Instructions to follow:
Scan the entries for the word "handled" and report how many lines contain it, as a number with no other words.
/---
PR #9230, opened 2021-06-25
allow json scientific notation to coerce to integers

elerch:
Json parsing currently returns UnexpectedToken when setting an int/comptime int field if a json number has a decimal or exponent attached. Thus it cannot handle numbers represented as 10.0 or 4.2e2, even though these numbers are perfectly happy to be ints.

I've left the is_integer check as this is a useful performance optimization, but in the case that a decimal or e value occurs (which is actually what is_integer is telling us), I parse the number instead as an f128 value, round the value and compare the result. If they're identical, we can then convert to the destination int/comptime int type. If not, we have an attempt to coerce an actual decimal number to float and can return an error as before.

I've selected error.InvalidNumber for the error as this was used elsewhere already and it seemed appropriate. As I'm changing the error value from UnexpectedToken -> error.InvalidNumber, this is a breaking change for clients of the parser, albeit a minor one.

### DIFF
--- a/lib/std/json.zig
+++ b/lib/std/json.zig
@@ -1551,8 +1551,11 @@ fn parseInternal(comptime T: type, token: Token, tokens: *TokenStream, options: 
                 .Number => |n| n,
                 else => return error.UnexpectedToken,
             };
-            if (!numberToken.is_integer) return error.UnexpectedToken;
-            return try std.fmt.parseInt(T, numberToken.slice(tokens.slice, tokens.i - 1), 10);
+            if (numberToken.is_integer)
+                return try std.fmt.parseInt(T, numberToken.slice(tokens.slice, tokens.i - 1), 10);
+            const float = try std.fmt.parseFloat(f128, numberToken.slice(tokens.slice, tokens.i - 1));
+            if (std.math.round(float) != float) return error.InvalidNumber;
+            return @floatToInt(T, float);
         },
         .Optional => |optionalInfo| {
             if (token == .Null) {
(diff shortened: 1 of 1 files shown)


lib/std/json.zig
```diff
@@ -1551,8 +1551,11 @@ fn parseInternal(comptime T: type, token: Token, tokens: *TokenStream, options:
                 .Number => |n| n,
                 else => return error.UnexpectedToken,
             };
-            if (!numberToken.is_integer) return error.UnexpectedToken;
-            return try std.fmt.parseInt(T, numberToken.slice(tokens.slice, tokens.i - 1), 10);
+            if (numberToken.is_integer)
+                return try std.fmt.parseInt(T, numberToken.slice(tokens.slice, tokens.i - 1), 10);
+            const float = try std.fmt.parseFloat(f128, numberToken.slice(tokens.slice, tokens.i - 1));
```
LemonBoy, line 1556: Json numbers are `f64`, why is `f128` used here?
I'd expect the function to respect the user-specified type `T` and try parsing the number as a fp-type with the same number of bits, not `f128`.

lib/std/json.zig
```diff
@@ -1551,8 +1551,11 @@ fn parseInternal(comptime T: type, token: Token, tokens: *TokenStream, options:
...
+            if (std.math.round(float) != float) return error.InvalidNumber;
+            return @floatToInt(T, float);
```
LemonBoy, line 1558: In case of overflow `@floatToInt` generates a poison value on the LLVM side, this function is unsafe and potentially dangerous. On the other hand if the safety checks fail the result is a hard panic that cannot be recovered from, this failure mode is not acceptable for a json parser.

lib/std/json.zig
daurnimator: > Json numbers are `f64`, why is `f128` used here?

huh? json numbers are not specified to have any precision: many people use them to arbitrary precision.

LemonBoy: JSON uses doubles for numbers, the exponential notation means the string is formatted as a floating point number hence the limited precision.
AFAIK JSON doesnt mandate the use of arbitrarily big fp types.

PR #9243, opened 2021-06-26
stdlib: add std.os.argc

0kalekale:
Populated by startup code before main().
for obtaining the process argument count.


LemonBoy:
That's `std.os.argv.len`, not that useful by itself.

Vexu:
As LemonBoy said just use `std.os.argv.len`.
\---
/---
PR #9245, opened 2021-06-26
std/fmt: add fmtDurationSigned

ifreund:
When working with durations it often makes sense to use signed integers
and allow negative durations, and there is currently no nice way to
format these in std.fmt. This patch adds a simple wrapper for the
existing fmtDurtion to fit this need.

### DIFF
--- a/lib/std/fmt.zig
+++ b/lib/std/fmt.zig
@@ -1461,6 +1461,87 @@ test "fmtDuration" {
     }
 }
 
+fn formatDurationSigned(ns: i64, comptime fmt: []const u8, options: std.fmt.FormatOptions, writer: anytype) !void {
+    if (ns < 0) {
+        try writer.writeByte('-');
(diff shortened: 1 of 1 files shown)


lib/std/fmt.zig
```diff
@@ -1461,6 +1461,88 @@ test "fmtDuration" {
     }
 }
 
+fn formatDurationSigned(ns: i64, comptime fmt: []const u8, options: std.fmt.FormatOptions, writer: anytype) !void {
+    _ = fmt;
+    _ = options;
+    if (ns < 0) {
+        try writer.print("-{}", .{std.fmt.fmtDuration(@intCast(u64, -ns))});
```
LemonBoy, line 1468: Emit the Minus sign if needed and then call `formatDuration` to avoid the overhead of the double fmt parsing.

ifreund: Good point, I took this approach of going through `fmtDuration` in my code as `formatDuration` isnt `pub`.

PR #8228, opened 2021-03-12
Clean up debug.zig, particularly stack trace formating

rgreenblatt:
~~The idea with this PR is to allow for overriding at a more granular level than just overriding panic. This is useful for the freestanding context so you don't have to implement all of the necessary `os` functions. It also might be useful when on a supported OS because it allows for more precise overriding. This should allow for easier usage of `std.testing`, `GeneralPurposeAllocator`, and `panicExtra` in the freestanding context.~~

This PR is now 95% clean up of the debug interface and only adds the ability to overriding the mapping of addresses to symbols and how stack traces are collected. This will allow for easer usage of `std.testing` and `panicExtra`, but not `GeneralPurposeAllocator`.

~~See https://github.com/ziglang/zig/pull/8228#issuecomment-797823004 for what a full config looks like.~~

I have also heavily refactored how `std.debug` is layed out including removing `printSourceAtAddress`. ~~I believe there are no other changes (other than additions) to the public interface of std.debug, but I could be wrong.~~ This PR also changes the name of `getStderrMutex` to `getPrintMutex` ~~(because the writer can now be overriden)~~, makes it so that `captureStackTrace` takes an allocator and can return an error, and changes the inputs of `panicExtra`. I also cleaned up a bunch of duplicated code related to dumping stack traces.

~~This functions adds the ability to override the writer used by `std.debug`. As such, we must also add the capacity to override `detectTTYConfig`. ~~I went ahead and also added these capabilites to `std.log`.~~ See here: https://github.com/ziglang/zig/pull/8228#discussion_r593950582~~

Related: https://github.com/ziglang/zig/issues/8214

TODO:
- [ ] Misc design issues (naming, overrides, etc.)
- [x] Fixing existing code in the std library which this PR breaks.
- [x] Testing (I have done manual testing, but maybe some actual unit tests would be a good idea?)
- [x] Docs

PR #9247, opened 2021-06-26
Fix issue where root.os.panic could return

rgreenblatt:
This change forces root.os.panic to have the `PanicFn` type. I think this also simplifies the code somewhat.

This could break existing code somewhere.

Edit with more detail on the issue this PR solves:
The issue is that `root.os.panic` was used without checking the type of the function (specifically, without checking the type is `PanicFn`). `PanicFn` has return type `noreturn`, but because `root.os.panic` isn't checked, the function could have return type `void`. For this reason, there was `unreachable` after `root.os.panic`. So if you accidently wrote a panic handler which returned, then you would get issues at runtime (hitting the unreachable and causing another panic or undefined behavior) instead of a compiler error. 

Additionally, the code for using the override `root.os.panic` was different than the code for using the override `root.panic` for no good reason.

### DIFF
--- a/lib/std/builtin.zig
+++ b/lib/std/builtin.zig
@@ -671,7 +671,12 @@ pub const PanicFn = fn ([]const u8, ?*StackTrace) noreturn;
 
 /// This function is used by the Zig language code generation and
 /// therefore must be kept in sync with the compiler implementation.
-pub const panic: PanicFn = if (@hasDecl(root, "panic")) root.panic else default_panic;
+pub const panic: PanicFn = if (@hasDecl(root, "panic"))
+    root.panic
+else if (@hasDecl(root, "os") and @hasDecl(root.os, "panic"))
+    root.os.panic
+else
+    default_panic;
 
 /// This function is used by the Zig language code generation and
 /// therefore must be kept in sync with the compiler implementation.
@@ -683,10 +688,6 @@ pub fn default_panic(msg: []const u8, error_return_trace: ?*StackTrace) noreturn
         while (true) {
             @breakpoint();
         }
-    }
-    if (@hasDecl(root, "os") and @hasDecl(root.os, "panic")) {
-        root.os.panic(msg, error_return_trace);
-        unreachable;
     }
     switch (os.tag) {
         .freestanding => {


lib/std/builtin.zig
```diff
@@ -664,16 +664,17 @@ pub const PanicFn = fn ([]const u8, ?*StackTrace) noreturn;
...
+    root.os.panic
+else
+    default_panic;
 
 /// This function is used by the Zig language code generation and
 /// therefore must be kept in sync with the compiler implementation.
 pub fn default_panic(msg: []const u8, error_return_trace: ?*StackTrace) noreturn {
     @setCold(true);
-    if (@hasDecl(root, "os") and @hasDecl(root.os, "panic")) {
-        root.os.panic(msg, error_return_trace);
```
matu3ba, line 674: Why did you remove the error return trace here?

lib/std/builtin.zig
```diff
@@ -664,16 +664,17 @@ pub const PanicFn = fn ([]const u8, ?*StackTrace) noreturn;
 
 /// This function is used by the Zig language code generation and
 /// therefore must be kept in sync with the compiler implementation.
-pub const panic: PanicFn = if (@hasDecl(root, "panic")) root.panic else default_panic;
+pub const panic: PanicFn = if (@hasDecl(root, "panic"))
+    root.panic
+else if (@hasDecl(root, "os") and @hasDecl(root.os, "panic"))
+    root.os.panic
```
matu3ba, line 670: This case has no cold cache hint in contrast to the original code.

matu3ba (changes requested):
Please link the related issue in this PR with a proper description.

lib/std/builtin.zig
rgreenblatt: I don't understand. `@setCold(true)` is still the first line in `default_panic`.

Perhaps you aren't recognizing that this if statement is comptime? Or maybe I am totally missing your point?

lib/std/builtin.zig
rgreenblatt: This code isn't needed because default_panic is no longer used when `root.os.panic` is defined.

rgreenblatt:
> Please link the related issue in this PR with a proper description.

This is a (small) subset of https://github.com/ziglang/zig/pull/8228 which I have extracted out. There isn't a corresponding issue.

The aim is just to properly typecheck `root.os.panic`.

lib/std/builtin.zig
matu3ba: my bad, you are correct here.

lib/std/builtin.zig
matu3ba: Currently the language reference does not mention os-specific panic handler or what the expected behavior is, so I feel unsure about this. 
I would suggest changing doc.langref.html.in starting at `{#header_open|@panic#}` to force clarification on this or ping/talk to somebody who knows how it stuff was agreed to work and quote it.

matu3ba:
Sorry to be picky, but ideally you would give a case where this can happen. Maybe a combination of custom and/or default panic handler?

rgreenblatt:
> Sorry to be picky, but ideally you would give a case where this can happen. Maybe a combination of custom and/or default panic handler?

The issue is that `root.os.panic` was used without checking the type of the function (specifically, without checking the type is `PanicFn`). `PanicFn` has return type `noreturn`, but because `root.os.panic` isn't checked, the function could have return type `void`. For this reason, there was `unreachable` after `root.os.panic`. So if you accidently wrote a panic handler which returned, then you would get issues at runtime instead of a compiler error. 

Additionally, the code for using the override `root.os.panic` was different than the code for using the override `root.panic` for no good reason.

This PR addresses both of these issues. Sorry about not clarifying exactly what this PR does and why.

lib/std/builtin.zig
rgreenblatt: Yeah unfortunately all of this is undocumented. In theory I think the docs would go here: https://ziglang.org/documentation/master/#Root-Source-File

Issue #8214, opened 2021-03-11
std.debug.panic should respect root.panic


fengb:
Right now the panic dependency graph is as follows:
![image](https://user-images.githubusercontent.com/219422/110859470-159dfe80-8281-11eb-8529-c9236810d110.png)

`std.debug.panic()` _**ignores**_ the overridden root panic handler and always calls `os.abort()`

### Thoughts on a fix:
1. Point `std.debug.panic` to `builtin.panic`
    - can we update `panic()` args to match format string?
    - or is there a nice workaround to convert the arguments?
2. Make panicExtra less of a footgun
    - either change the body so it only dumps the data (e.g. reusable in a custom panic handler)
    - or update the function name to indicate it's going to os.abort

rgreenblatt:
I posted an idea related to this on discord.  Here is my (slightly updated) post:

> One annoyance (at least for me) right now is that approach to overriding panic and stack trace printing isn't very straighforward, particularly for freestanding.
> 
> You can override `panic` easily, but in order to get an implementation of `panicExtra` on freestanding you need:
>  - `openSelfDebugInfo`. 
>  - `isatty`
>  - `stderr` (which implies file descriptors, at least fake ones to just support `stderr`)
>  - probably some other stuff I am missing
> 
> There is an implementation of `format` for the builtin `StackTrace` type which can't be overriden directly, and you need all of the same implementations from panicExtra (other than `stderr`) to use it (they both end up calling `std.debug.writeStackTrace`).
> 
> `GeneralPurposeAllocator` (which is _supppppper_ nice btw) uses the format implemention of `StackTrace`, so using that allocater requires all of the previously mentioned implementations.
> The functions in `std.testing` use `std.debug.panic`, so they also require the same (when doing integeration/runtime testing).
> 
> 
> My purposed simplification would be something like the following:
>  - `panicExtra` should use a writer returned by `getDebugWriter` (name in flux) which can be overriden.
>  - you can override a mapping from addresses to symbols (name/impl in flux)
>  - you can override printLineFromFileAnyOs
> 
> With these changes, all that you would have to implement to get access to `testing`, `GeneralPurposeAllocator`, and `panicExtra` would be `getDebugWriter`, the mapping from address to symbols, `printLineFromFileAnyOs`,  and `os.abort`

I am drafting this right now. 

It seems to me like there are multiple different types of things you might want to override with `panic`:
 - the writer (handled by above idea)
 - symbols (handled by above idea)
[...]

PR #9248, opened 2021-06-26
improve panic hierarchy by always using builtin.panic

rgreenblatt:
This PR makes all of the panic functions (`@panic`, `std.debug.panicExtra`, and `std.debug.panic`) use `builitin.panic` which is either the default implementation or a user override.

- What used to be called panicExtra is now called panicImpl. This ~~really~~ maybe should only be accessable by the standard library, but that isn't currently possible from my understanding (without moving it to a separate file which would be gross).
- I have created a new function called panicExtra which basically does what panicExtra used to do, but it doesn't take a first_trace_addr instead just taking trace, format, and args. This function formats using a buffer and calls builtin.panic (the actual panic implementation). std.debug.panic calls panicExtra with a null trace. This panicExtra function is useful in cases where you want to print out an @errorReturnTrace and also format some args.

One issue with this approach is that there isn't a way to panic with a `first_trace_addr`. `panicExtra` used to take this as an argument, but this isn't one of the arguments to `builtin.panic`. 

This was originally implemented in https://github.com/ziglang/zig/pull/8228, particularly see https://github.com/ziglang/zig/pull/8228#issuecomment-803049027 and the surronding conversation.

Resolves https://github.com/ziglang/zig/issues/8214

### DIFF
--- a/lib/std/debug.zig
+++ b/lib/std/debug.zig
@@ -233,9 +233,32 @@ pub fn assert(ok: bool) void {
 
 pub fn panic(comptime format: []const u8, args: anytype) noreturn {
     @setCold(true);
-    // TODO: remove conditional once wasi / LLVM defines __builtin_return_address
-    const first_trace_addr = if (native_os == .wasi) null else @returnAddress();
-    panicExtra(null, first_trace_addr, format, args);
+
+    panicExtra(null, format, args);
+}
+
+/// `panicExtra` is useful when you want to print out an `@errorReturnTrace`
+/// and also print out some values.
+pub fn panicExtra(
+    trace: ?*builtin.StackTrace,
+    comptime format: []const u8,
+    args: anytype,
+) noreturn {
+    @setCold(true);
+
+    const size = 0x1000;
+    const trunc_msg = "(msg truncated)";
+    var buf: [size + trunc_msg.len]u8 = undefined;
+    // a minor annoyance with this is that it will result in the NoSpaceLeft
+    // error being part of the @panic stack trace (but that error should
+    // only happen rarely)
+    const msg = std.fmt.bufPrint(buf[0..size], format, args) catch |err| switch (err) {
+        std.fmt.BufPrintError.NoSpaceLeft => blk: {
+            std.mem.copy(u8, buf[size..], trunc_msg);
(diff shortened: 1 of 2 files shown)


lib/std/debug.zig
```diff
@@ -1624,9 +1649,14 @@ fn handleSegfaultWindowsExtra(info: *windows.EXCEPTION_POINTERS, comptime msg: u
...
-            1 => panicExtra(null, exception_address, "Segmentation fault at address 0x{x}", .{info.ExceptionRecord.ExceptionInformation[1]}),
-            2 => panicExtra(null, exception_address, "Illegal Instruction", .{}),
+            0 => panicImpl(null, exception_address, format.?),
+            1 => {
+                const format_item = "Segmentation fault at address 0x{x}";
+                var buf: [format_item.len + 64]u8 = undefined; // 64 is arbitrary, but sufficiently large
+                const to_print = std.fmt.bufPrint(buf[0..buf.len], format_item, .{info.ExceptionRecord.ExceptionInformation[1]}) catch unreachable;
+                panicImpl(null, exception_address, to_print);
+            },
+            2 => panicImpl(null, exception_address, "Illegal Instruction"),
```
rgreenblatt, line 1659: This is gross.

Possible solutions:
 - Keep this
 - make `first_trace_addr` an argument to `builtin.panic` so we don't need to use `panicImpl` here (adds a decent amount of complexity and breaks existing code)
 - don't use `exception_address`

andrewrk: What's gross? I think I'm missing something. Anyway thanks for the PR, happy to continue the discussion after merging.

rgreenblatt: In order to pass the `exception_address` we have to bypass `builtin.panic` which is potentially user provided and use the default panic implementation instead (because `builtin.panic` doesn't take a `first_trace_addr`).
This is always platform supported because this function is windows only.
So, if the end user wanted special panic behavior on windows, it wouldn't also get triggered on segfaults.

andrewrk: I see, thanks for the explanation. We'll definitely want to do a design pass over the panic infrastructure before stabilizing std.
\---
Result for this exercise:
2